Last week on October 14th Valve were given a deadline by the Washington State Gambling Commission to respond to the still rampant gambling industry making use of their Steam platform. If they did not respond they would face civil and criminal action from the State. Valve missed the deadline, but a representative from Valve notified the Gaming Commission and told them they are still working on a response and it would be on Monday the 17th of October. That was yesterday, and as you can imagine the Gaming Commission was not pleased.

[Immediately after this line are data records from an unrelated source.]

PR #40, opened 2025-02-26
Intel labs

### LINKED ISSUE #24: implement clearer way to store and share prompts
I feel we need to find a better naming convention - `BASELINESYSTEMPROMPTX` will be very hard to maintain and understand

_Originally posted by @kjappelbaum in https://github.com/lamalab-org/mat-agent-bench/pull/21#discussion_r1913808304_

MrtinoRG:
## Summary by Sourcery

This PR introduces new agent implementations, including a VLLM-based agent and a tool-calling agent, and refactors the ReAct agent to use a prompt store. It also adds API specifications and updates the benchmark interface to support tool retrieval.

New Features:
- Adds a VLLM-based agent implementation.
- Introduces a tool-calling agent.
- Adds an LLM planner agent that can use tool calling or React agent


src/corral/agents/llm_planner.py
```diff
@@ -0,0 +1,126 @@
...
+            final_answer, low_planner_messages = agent.run_agent(
+                interface=interface,
+                task_id=task_id,
+                task_prompt=plan,
+            )
+            if final_answer.split(" ")[0] != "Error":
+                messages.append(
+                    LiteLLMMessage(
+                        role="tool",
+                        content=f"Final Answer: {final_answer}.\nIteration by the agent:\n{low_planner_messages}",
```
MrtinoRG: I do not know how to better disentangle this, so the low-level planner messages are differentiated somehow :\

src/corral/agents/llm_planner.py
```diff
@@ -0,0 +1,126 @@
...
+                max_iterations=self.max_iterations,
+                api_endpoint=self.api_endpoint,
+                temperature=self.temperature,
+                **self.kwargs,
+            )
+        else:
+            agent = ReactAgent(
+                model=self.model,
+                max_iterations=10,
+            )
```
MrtinoRG: Maybe we even want the planner to define the `max_iterations` number, right?

src/corral/agents/tool_calling.py
```diff
@@ -0,0 +1,139 @@
...
+
+        if history is None:
+            history = []
+
+        tools = interface.get_available_tools(task_id)
+        # I think this task prompt is without the tools descriptions
+        if task_prompt is None:
+            task_guide = interface.get_task_prompt(task_id)
+        else:
+            task_guide = task_prompt
```
MrtinoRG, line 180: This is because when the call is made from the LLM Planner I would say that the task guide should only be the plan provided from High-level

src/corral/agents/prompts/index.json
MrtinoRG, line 1: This is so nice

src/corral/agents/llm_planner.py
```diff
@@ -0,0 +1,126 @@
...
+                    LiteLLMMessage(
+                        role="tool",
+                        content=f"Final Answer: {final_answer}.\nIteration by the agent:\n{low_planner_messages}",
+                    )
+                )
+                return final_answer, messages
+
+            messages.append(
+                LiteLLMMessage(
+                    role="tool",
```
MrtinoRG: Here it is treated as tool, perhaps it would be better to call it assistant 1 or something else different than tool right?

src/corral/agents/llm_planner.py
MrtinoRG, line 1: Right now it is a very simple version. Perhaps if we want to improve it we can play with the subtasks, and only focus on the next subtask that needs to be solved in the workflow

MrtinoRG:
The conflict can be solved by simply removing that file

src/corral/agents/llm_planner.py
MrtinoRG: Also I do not know if we want to pass these other agent messages to the main agent. And this is something that applies to other agents :)

src/corral/agents/utils.py
```diff
@@ -0,0 +1,111 @@
...
+    Returns:
+        List[LiteLLMMessage]: The messages returned by the model.
+    """
+    try:
+        response = litellm.completion(
+            model=model,
+            messages=messages,
+            temperature=temperature,
+            **kwargs,
+        )
```
MrtinoRG: Perhaps it is needed to add an `stop=["Observation:"]` parameter to the call

docs/API_specs.md
```diff
@@ -0,0 +1,217 @@
...
+
+
+@tool
+def tool1(arg1: [str, float, int], arg2: [str, float, int]) -> [str, float, int]:
+    """Perform basic math operations.
+
+    Args:
+        Describe the arguments here
+    """
+
```
kjappelbaum:
```suggestion
```

docs/API_specs.md
```diff
@@ -0,0 +1,217 @@
...
+def tool1(arg1: [str, float, int], arg2: [str, float, int]) -> [str, float, int]:
+    """Perform basic math operations.
+
+    Args:
+        Describe the arguments here
+    """
+    
+
+    result = function(arg1, arg2)
+
```
kjappelbaum, line 84:
```suggestion
```

docs/API_specs.md
```diff
@@ -0,0 +1,217 @@
...
+from dotenv import load_dotenv
+from prompts import BASELINESYSTEMPROMPT, BASELINEUSERPROMPT
+
+from corral.evaluate import BenchmarkInterface, MatAgentBenchmark
+
+from prompts import BASELINESYSTEMPROMPT, BASELINEUSERPROMPT
+from openai import OpenAI
+
+
+class Base_Agent:
```
kjappelbaum:
```suggestion
class BaseAgent:
```

docs/API_specs.md
```diff
@@ -0,0 +1,217 @@
...
+
+    def __init__(self, base_url: str, tools: list(str), args, **kwargs):
+
+        # Base Agent API implementation
+
+        self.client = OpenAI(base_url=base_url, api_key="dummy")
+
+        self.tools = tools
+
+    """ Solve Task function to solve task in the environment """
```
kjappelbaum:
```suggestion
```

docs/API_specs.md
```diff
@@ -0,0 +1,217 @@
...
+
+    def solve_task(self, interface: BenchmarkInterface, task_id: str) -> str:
```
kjappelbaum, line 135:
```suggestion
    def solve_task(self, interface: BenchmarkInterface, task_id: str) -> str:
    	    """ Solve Task function to solve task in the environment """
```

docs/API_specs.md
```diff
@@ -0,0 +1,217 @@
...
+
+    # Create components
+    interface = BenchmarkInterface()
+
+    # Load Tools from Environment
+
+    
+
+    # Load Agent and Runner
+    agent = Base_Agent(base_url='agent_url')
```
kjappelbaum:
```suggestion
    agent = BaseAgent(base_url='agent_url')
```

src/corral/agents/llm_planner.py
```diff
@@ -0,0 +1,133 @@
...
+        self.system_prompt = system_prompt
+        self.temperature = temperature
+        self.store = PromptStore("./prompts")
+        self.kwargs = kwargs
+
+    def run_agent(
+        self,
+        interface: BenchmarkInterface,
+        task_id: str,
+        user_prompt_uuid: str | None = "d77a15a2-4ded-4ceb-9b33-e84ab899c899",
```
kjappelbaum: I wonder if we should make this keyword argument here the prompt or the `uuid`. 
Benefit of `uuid` is that we handle the lookup in the promptstore for the user. 
Drawback of the `uuid` is that the user anyhow might need to use the prompstore to find the right `uuid`

src/corral/agents/llm_planner.py
```diff
@@ -0,0 +1,133 @@
...
+        system_prompt (str, optional): The system prompt to use
+        temperature (float): The temperature to use for sampling
+    """
+
+    def __init__(
+        self,
+        model: str = "gpt-4",
+        max_iterations: int = 5,
+        api_endpoint: str | None = None,
+        system_prompt: str | None = None,
```
kjappelbaum, line 41: Why do you use a `uuid` for the user prompt but not for the system prompt?

src/corral/agents/llm_planner.py
kjappelbaum: I also realize that the promptstore perhaps could also return some information about the fields the different prompt templates have

kjappelbaum: and I almost wonder if there would be value in having a "lamalab promptstore" that is reusable in different projects ... (a bit like this prompt sharing thing langchain has ...)

src/corral/agents/llm_planner.py
kjappelbaum: is this something people do in general? (I do not think so?) 

If this is not commonly done, I'd perhaps make it optional to let the planner define this

src/corral/agents/utils.py
kjappelbaum: I would not hard-code the stop sequence as it will depend on the agent you use

src/corral/agents/utils.py
```diff
@@ -0,0 +1,111 @@
...
+
+
+@retry(
+    stop=stop_after_attempt(3),
+    wait=wait_exponential(multiplier=2, min=1),
+    retry=retry_if_exception_type(RETRY_EXCEPTIONS),
+    before_sleep=before_sleep_log(logger, log_level=20),
+    reraise=True,
+)
+def llm_tool_call(
```
kjappelbaum: Would there be a benefit in just having one `llm_call` function? 
I guess you could handle the case without toolcall by simply setting the `tools` to `None` if you do not do a tool call?

src/corral/agents/tool_calling.py
```diff
@@ -0,0 +1,145 @@
...
+
+class ToolCallingAgent:
+    """Agent that uses tool calling
+    This agent uses the LiteLLM API to solve tasks by calling tools.
+
+    Args:
+        model (str): The LiteLLM model to use. Defaults to "gpt-4".
+        max_iterations (int): The maximum number of iterations to run. Defaults to 10.
+        api_endpoint (str): The API endpoint to use when using VLLM. Defaults to None.
+        system_prompt (str): The system prompt to use. Defaults to "You are a helpful AI assistant that solves tasks step by step."
```
kjappelbaum: i wonder if the system prompt should not also be in the prompt store for consistency

src/corral/agents/tool_calling.py
```diff
@@ -0,0 +1,145 @@
...
+        self.api_endpoint = api_endpoint
+        self.system_prompt = system_prompt
+        self.temperature = temperature
+        self.store = PromptStore("./prompts")
+        self.kwargs = kwargs
+
+    def create_prompt(
+        self, prompt: PromptStore, task_guide: str, history: list[dict[str, Any]]
+    ) -> list[LiteLLMMessage]:
+        """Create the initial prompt messages for the agent
```
kjappelbaum, line 80:
```suggestion
        """Create the initial prompt messages for the agent
        
```

src/corral/agents/tool_calling.py
```diff
@@ -0,0 +1,145 @@
...
+        Args:
+            task_guide (str): The task guide to use.
+            history (List[Dict[str, Any]]): The history items to include.
+        Returns:
```
kjappelbaum:
```suggestion
            history (List[Dict[str, Any]]): The history items to include.
            
        Returns:
```

src/corral/agents/tool_calling.py
```diff
@@ -0,0 +1,145 @@
...
+        self.model = model
+        self.max_iterations = max_iterations
+        self.api_endpoint = api_endpoint
+        self.system_prompt = system_prompt
+        self.temperature = temperature
+        self.store = PromptStore("./prompts")
+        self.kwargs = kwargs
+
+    def create_prompt(
+        self, prompt: PromptStore, task_guide: str, history: list[dict[str, Any]]
```
kjappelbaum: is `prompt` really of type `PromptStore`?

src/corral/agents/tool_calling.py
```diff
@@ -0,0 +1,145 @@
...
+    def run_agent(
+        self,
+        interface: BenchmarkInterface,
+        task_id: str,
+        history: list[dict[str, Any]] | None = None,
+        prompt_uuid: str | None = "fe04453b-5469-4611-bba6-6d81487df787",
+        task_prompt: str | None = None,
+    ) -> tuple[str, list[LiteLLMMessage]]:
+        """Run the agent to solve the task
+        Args:
```
kjappelbaum:
```suggestion
        """Run the agent to solve the task
        
        Args:
```

src/corral/agents/tool_calling.py
```diff
@@ -0,0 +1,145 @@
...
+
+            content = llm_response.content
+            if content:
+                messages.append(LiteLLMMessage(role="assistant", content=content))
+                if "Final Answer:" in content:
+                    return content, messages
+
+            tool_calls = llm_response.tool_calls
+            if tool_calls:
+                called_tool = tool_calls[0]
```
kjappelbaum: will there sometimes be more than one tool called in the responses of the model API? Or is taking the first always the right thing to do?

src/corral/agents/llm_planner.py
```diff
@@ -0,0 +1,133 @@
...
+                **self.kwargs,
+            )
+        else:
+            agent = ReactAgent(
+                model=self.model,
+                max_iterations=10,
+            )
+
+        for _i in range(self.max_iterations):
+            final_answer, low_planner_messages = agent.run_agent(
```
kjappelbaum: perhaps I would name `low_planner_` even more explicit into `low_level_planner_`

src/corral/agents/llm_planner.py
kjappelbaum: what would you like to disentangle?

src/corral/agents/llm_planner.py
kjappelbaum: yes, perhaps the `role` should be the `type` and we could then have an additional name attribute (or a convention that we use `-` in the `role` to separate `type` and `name`

src/corral/agents/llm_planner.py
kjappelbaum: i think this is more than enough for first tests :)

src/corral/agents/tool_calling.py
MrtinoRG: Yes, I guess I did it in this way to do some tests.

Now it should be capturing all the tool calls

src/corral/agents/tool_calling.py
MrtinoRG: When it is filled should be `str`, right?

src/corral/agents/tool_calling.py
MrtinoRG: Now, I moved the default system prompt into the prompt store. Additionally, I moved the user prompt as a class argument that is initialized with the class if no other prompt is provided.

src/corral/agents/utils.py
MrtinoRG: Yes, certainly is a good way of keeping the code simpler

src/corral/agents/llm_planner.py
MrtinoRG: Done

MrtinoRG: Done, also now I used that (`low_level_planner`) as the name to differentiate the messages for this agent

src/corral/agents/llm_planner.py
MrtinoRG: Right now, for all the agents the prompts go into the class arguments and are filled through an external function

MrtinoRG: But yeah, I agree that we should not force the users to use the prompt store. 

About the info from the prompt store about the arguments, yeah definitely would be useful.

Finally, about the lab promptstore should not be very difficult once `pystow` is implemented

src/corral/agents/llm_planner.py
```diff
@@ -0,0 +1,147 @@
...
+
+
+class LLMPlanner:
+    """Agent that uses the LLM planner to generate plans
+
+    Args:
+        model (str): The model to use for planning
+        max_iterations (int): The maximum number of iterations to plan
+        api_endpoint (str, optional): The API endpoint to use for tool calls
+        system_prompt (str, optional): The system prompt to use
```
kjappelbaum: perhaps I'd add here a note about the default

src/corral/agents/react.py
```diff
@@ -1,46 +1,91 @@
...
 @dataclass
 class Action:
     """Represents an action to be taken"""
+
     tool_name: str
-    arguments: Dict[str, Any]
+    arguments: dict[str, Any]
+
 
 class ReActAgent:
```
kjappelbaum, line 35: should we add a docstring for the constructor of the class?

src/corral/agents/react.py
```diff
@@ -1,46 +1,91 @@
...
-                {
-                    "role": "system",
-                    "content": "You are a helpful AI assistant that solves tasks step by step."
-                },
-                {"role": "user", "content": prompt}
-            ],
+            messages=messages,
             temperature=0.7,
-            max_tokens=1000
+            max_tokens=1000,
```
kjappelbaum: I'm wondering if we should make it possible to override those. What do you think?

kjappelbaum: in some of the other agents you have temperature as argument for the class constructor

src/corral/agents/tool_calling.py
```diff
@@ -0,0 +1,142 @@
...
+import json
+from typing import Any
+
+from promptstore import PromptStore
+
+from corral.agents.prompt_utils import get_prompt
+from corral.agents.utils import LiteLLMMessage, llm_call
+
+
+class ToolCallingAgent:
```
kjappelbaum, line 26: perhaps I'd ask copilot for a docstring here :)

src/corral/agents/utils.py
kjappelbaum, line 1: cool, this looks cleaner now!

src/corral/agents/tool_calling.py
```diff
@@ -0,0 +1,142 @@
...
+    ) -> tuple[str, list[LiteLLMMessage]]:
+        """Run the agent to solve the task
+
+        Args:
+            interface (BenchmarkInterface): The interface to use.
+            task_id (str): The task ID to solve.
+            history (List[Dict[str, Any]]): The history items to include. Defaults to None.
+
+        Returns:
+            str: The final answer from the agent.
```
kjappelbaum: in the type annotation and code you return a tuple

src/corral/agents/tool_calling.py
```diff
@@ -0,0 +1,142 @@
...
+        history: list[dict[str, Any]] | None = None,
+        task_prompt: str | None = None,
+    ) -> tuple[str, list[LiteLLMMessage]]:
+        """Run the agent to solve the task
+
+        Args:
+            interface (BenchmarkInterface): The interface to use.
+            task_id (str): The task ID to solve.
+            history (List[Dict[str, Any]]): The history items to include. Defaults to None.
+
```
kjappelbaum, line 167: task prompt seems to be missing in the docstring

kjappelbaum (approved):
very cool - looking forward what these agents can do!

src/corral/agents/react.py
MrtinoRG, line 1: So, know I deeply changed this agent to fill and return this list of `LiteLLMMessages` so we keep all the agents with the same convention.

src/corral/agents/react.py
```diff
@@ -69,66 +124,100 @@ def parse_llm_response(self, response: str) -> tuple[Thought | None, Action | No
...
                 )
-                history.append(observation)
+
+                messages.append(
+                    LiteLLMMessage(
+                        role="user",
+                        content=observation,
+                        name=action.tool_name,
+                    )
+                )
```
MrtinoRG, line 222: This is a bit strange, I know. Ideally, I would like to have a role "tool". The problem is that "tool" role is only allowed in the tool-calling mode after a tool call was requested in the previous call.

Like the question is what is the most appropriate role? I am giving that importance to the roles because if we do the graph thing I guess the roles can be important, if it is not the case, just drop this conversation

scripts/run_llm_planner_agent.py
```diff
@@ -0,0 +1,39 @@
...
+from loguru import logger
+
+from corral.agents.llm_planner import LLMPlanner
+from corral.evaluate import BenchmarkInterface, MatAgentBenchmark
+
+
+def setup_litellm():
+    """Setup LiteLLM with appropriate configuration"""
+    litellm.set_verbose = True
+    # os.environ["OPENAI_API_KEY"] = os.getenv("OPENAI_API_KEY")
```
kjappelbaum:
```suggestion
```

scripts/run_react_agent.py
```diff
@@ -11,10 +9,10 @@
 def setup_litellm():
     """Setup LiteLLM with appropriate configuration"""
     litellm.set_verbose = True
-    os.environ["OPENAI_API_KEY"] = os.getenv("OPENAI_API_KEY")
+    # os.environ["OPENAI_API_KEY"] = os.getenv("OPENAI_API_KEY")
```
kjappelbaum:
```suggestion
```

src/corral/agents/llm_planner.py
```diff
@@ -0,0 +1,167 @@
...
+                max_iterations=self.max_iterations,
+                api_endpoint=self.api_endpoint,
+                temperature=self.temperature,
+                prompt_store=self.store,
+                **self.kwargs,
+            )
+        else:
+            agent = ReActAgent(
+                model=self.model,
+                max_iterations=10,
```
kjappelbaum:
```suggestion
                max_iterations=10,
```

do we want to hard-code this?

src/corral/agents/llm_planner.py
```diff
@@ -0,0 +1,167 @@
...
+            examples (str): The examples to use for planning
+            tool_usage (bool): Whether to use tool calling or not
+
+        Returns:
+            Tuple[str, List[LiteLLMMessage]]: The final answer and messages
+        """
+        tools = interface.get_available_tools_for_task(task_id)
+
+        task_guide = interface.get_task_prompt(task_id)
+        if examples is not None:
```
kjappelbaum: is this what we expect? Why do we fill the `examples`  key if `examples` is `None`?

src/corral/agents/llm_planner.py
```diff
@@ -0,0 +1,167 @@
...
+    Args:
+        model (str): The model to use for planning
+        max_iterations (int): The maximum number of iterations to plan
+        api_endpoint (str, optional): The API endpoint to use for tool calls
+        system_prompt (str, optional): The system prompt to use.
+            Defaults to "You are a helpful AI assistant that solves tasks step by step."
+        user_prompt (str, optional): The user prompt to use
+        temperature (float): The temperature to use for sampling
+        prompt_store (PromptStore, optional): The prompt store to use. Defaults to None.
+        kwargs: Additional keyword arguments to pass to the LiteLLM API
```
kjappelbaum:
```suggestion
        kwargs: Additional keyword arguments to pass to the LiteLLM API for all LLM calls
```

src/corral/agents/react.py
```diff
@@ -27,25 +33,74 @@ class Action:
...
 
 class ReActAgent:
-    def __init__(self, model: str = "gpt-4", max_iterations: int = 10):
+    """
+    Agent that uses the ReAct framework to solve tasks
+    Based on https://arxiv.org/abs/2210.03629
+
+    Args:
+        model (str): The model to use for planning
+        max_iterations (int): The maximum number of iterations to plan
```
kjappelbaum: perhaps I would use a verb other than "planning" as "planning" might be easily confused with the LLM-Planning agents

src/corral/agents/react.py
```diff
@@ -69,66 +124,100 @@ def parse_llm_response(self, response: str) -> tuple[Thought | None, Action | No
...
+        history: list[LiteLLMMessage] | None = None,
+        task_prompt: str | None = None,
+    ) -> tuple[str, list[LiteLLMMessage]]:
+        """Main ReAct loop implementation
+
+        Args:
+            interface (BenchmarkInterface): The interface to use
+            task_id (str): The task ID to solve
+            history (List[Dict[str, Any]]): The history items to include. Defaults to None.
+            task_prompt (str): The task prompt to use. Defaults to None.
```
kjappelbaum: should we specify here what `task_prompt` actually means? That is, what information should it contain or where will it be inserted

src/corral/agents/react.py
kjappelbaum: I feel we should be able to solve the graph building with `name`. 

If we want to have additional roles, we can have a naming convention, where `role` is the first part of the name and then we add additional info with some separator

src/corral/agents/tool_calling.py
```diff
@@ -0,0 +1,226 @@
...
+class ToolCallingAgent:
+    """
+    Agent that uses native function calling from the providers to solve the task
+
+    Args:
+        model (str): The model to use for planning
+        max_iterations (int): The maximum number of iterations to plan
+        api_endpoint (str, optional): The API endpoint to use for tool calls
+        system_prompt (str, optional): The system prompt to use
```
kjappelbaum:
```suggestion
```

tasks/samplemath/samplemath/env.py
```diff
@@ -35,12 +35,12 @@ def score(self) -> float:
...
-            "math_4",
-            "What is twenty one thousand four hundred and seventy three * twenty one thousand four hundred and seventy three?",
-            4666829,
-        ),
+        # "math_3": MathEnvironment("math_3", "What is 99 * 63 * 999 * 111?", 691614693),
+        # "math_4": MathEnvironment(
+        #     "math_4",
+        #     "What is twenty one thousand four hundred and seventy three * twenty one thousand four hundred and seventy three?",
+        #     4666829,
+        # ),
```
kjappelbaum, line 43: should this be left commented out?

kjappelbaum (approved):
amazing job! I have one line of code I do not understand https://github.com/lamalab-org/mat-agent-bench/pull/40/files#r2008797378

src/corral/agents/llm_planner.py
MrtinoRG: Thanks for this catch. This was an error of course. 

How it is now and that I think that is correct is when examples is not provided, the prompt is filled with an empty string. The explanation for this is that in this way we can have zero and few-shot prompts in the same template.

src/corral/agents/llm_planner.py
```diff
@@ -0,0 +1,171 @@
...
+    Based on https://arxiv.org/abs/2212.04088
+
+    Args:
+        model (str): The model to use for planning
+        max_iterations (int): The maximum number of iterations to plan
+        api_endpoint (str, optional): The API endpoint to use for tool calls
+        system_prompt (str, optional): The system prompt to use.
+            Defaults to "You are a helpful AI assistant that solves tasks step by step."
+        user_prompt (str, optional): The user prompt to use
+        temperature (float): The temperature to use for sampling
```
kjappelbaum:
```suggestion
        temperature (float): The temperature to use for sampling. 
        	Defaults to 0.7. 
```

src/corral/agents/react.py
```diff
@@ -27,25 +33,74 @@ class Action:
...
-                    "content": "You are a helpful AI assistant that solves tasks step by step.",
-                },
-                {"role": "user", "content": prompt},
-            ],
-            temperature=0.7,
-            max_tokens=1000,
+        self.user_prompt = get_prompt(
+            self.store,
+            user_prompt,
+            "d880c4d3-fe60-4cf4-813b-2008076cd595",
```
kjappelbaum, line 85: why is the logic for system and user prompt different? For system prompt you only run `get_prompt` if `system_prompt=None`, but for `use_prompt` you always run `get_prompt`

src/corral/agents/react.py
```diff
@@ -69,66 +124,100 @@ def parse_llm_response(self, response: str) -> tuple[Thought | None, Action | No
...
+        """Main ReAct loop implementation
+
+        Args:
+            interface (BenchmarkInterface): The interface to use
+            task_id (str): The task ID to solve
+            history (List[Dict[str, Any]]): The history items to include. Defaults to None.
+            task_prompt (str): The task prompt to use. Defaults to None.
+
+        Returns:
+            Tuple[str, List[str]]: The final answer and history
```
kjappelbaum: this docstring does not agree with the type annotation

src/corral/agents/tool_calling.py
```diff
@@ -0,0 +1,225 @@
...
+
+
+class ToolCallingAgent:
+    """
+    Agent that uses native function calling from the providers to solve the task
+
+    Args:
+        model (str): The model to use for planning
+        max_iterations (int): The maximum number of iterations to plan
+        api_endpoint (str, optional): The API endpoint to use for tool calls
```
kjappelbaum: is this the endpoint for VLLM? Then, the docstring might be confusing

src/corral/agents/tool_calling.py
```diff
@@ -0,0 +1,225 @@
...
+        system_prompt (str, optional): The system prompt to use.
+            Defaults to "You are a helpful AI assistant that solves tasks step by step."
+        temperature (float): The temperature to use for sampling
```
kjappelbaum:
```suggestion
        temperature (float): The temperature to use for sampling.
        	Defaults to 0.7.
```

src/corral/agents/tool_calling.py
```diff
@@ -0,0 +1,225 @@
...
+            get_prompt(
+                self.store, system_prompt, "400fcecf-f5f2-464b-aff5-8a4377c9685c"
+            ).fill({})
+            if system_prompt is None
+            else system_prompt
+        )
+
+        self.user_prompt = get_prompt(
+            self.store, user_prompt, "fe04453b-5469-4611-bba6-6d81487df787"
+        )
```
kjappelbaum, line 75: similar to above, I am unsure why system and user prompt are processed differently

src/corral/agents/tool_calling.py
```diff
@@ -0,0 +1,225 @@
...
+
+    def create_prompt(
+        self, task_guide: str, history: list[LiteLLMMessage]
+    ) -> list[LiteLLMMessage]:
+        """Create the initial prompt messages for the agent
+
+        Args:
+            task_guide (str): The task guide to use.
+            history (LiteLLMMessage): The history items to include.
```
kjappelbaum:
```suggestion
            history (List[LiteLLMMessage]): The history items to include.
```

src/corral/agents/tool_calling.py
```diff
@@ -0,0 +1,225 @@
...
+            messages.extend(history)
+
+        return messages
+
+    def convert_to_openai_tool_format(self, tools_dict: dict) -> list:
+        """
+        Convert a dictionary of tools into the OpenAI tool calling format.
+
+        Args:
+            tools_dict: Dictionary with a 'tools' list containing tool specifications
```
kjappelbaum:
```suggestion
            tools_dict (dict): Dictionary with a 'tools' list containing tool specifications
```

src/corral/agents/tool_calling.py
```diff
@@ -0,0 +1,225 @@
...
+
+        Returns:
+            List of tools in OpenAI tool calling format
```
kjappelbaum:
```suggestion
            list: List of tools in OpenAI tool calling format
```

src/corral/agents/tool_calling.py
```diff
@@ -0,0 +1,225 @@
...
+        task_id: str,
+        history: list[LiteLLMMessage] | None = None,
+        task_prompt: str | None = None,
+    ) -> tuple[str, list[LiteLLMMessage]]:
+        """Run the agent to solve the task
+
+        Args:
+            interface (BenchmarkInterface): The interface to use.
+            task_id (str): The task ID to solve.
+            history (List[Dict[str, Any]]): The history items to include. Defaults to None.
```
kjappelbaum: the docstring here does not agree with the type hint

src/corral/utils.py
```diff
@@ -237,3 +241,86 @@ def decorator(func: Callable):
...
+    """Save agent conversation to a JSON file for logging and analysis purposes.
+
+    This function handles both regular dictionaries and LiteLLMMessage objects,
+    properly serializing them for storage.
+
+    Args:
+        messages: List of message objects (LiteLLMMessages or dictionaries)
+        task_id: The ID of the task being solved
+        agent_name: The name of the agent that generated the messages
+        output_dir: Directory to save the logs (will be created if it doesn't exist)
```
kjappelbaum, line 299: for consistency, I would also add types to this docstring here

kjappelbaum:
@MrtinoRG I have a few remaining questions - but if we can resolve them, this looks good, and merging this PR would be very useful. 

If there is anything unclear, I am happy to pass by for a quick chat.

src/corral/agents/react.py
MrtinoRG: The logic is that the system prompt does not need to be filled since it has no variables to fill. However, `user_prompt` has variables to fill

MrtinoRG: I know that this is not ideal because maybe at some point we may want to change the system prompt to make it flexible, but I do not know a good way to solve this in a flexible and general way

src/corral/agents/tool_calling.py
MrtinoRG: Same logic as above

src/corral/agents/react.py
MrtinoRG: Changed to run

src/corral/agents/react.py
MrtinoRG: Changed to: "task_prompt (str): The task prompt to use. task_prompt is intended to be a plan or description about the task, that should always be provided when this agent is called as a subagent of a main orchestrator. Defaults to None."

src/corral/agents/react.py
MrtinoRG: Thanks for pointing

src/corral/agents/tool_calling.py
MrtinoRG: Changed now

MrtinoRG: Or improved

src/corral/agents/tool_calling.py
MrtinoRG: Thanks for the catch

MrtinoRG:
> @MrtinoRG I have a few remaining questions - but if we can resolve them, this looks good, and merging this PR would be very useful.
> 
> If there is anything unclear, I am happy to pass by for a quick chat.

Thanks for the careful review @kjappelbaum

I have reviewed all the doc strings, and I think they are now in good shape. 

The only thing would be about the different prompt management between user and system prompts, but I do not have a general and flexible solution for that; so I am merging this now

WSGC Director David Trujillo had the following to say about the mammoth gaming organization:
“I am disappointed that Valve Corporation missed Friday’s deadline, but encouraged that they have committed to responding today. I look forward to reviewing their response in detail.”
Valve cannot even release details on Half-Life 3. I’m not sure what the WSGC were hoping for. The final deadline was yesterday, and Valve responded. There response was as you expected and they feel they cannot be held accountable for the lawsuits. PC Gamer broke the news with the punchline in tact – “there is no factual or legal support for these accusations.”
“We do not want to turn off the Steam services, described above, that skin gambling sites have taken advantage of,” Their letter says “In-game items, Steam trading, and OpenID have substantial benefits for Steam customers and Steam game-making partners. We do not believe it is the Commission’s intention, nor is it within the Commission’s authority, to turn off lawful commercial and communication services that are not directed to gambling in Washington.”
Valve then prompted the WSGC for a citation as to which part of their business violates the State’s commissioned law. It’s worth noting that Valve issues over 40 illegal gambling sites with cease-and-desist letter earlier this year and took a strict turn on the Steam trading system which was so readily abused to keep these sites functioning. Valve is essentially fighting a losing battle as the bots used for trading are constantly evolving and near impossible to distinguish from real users.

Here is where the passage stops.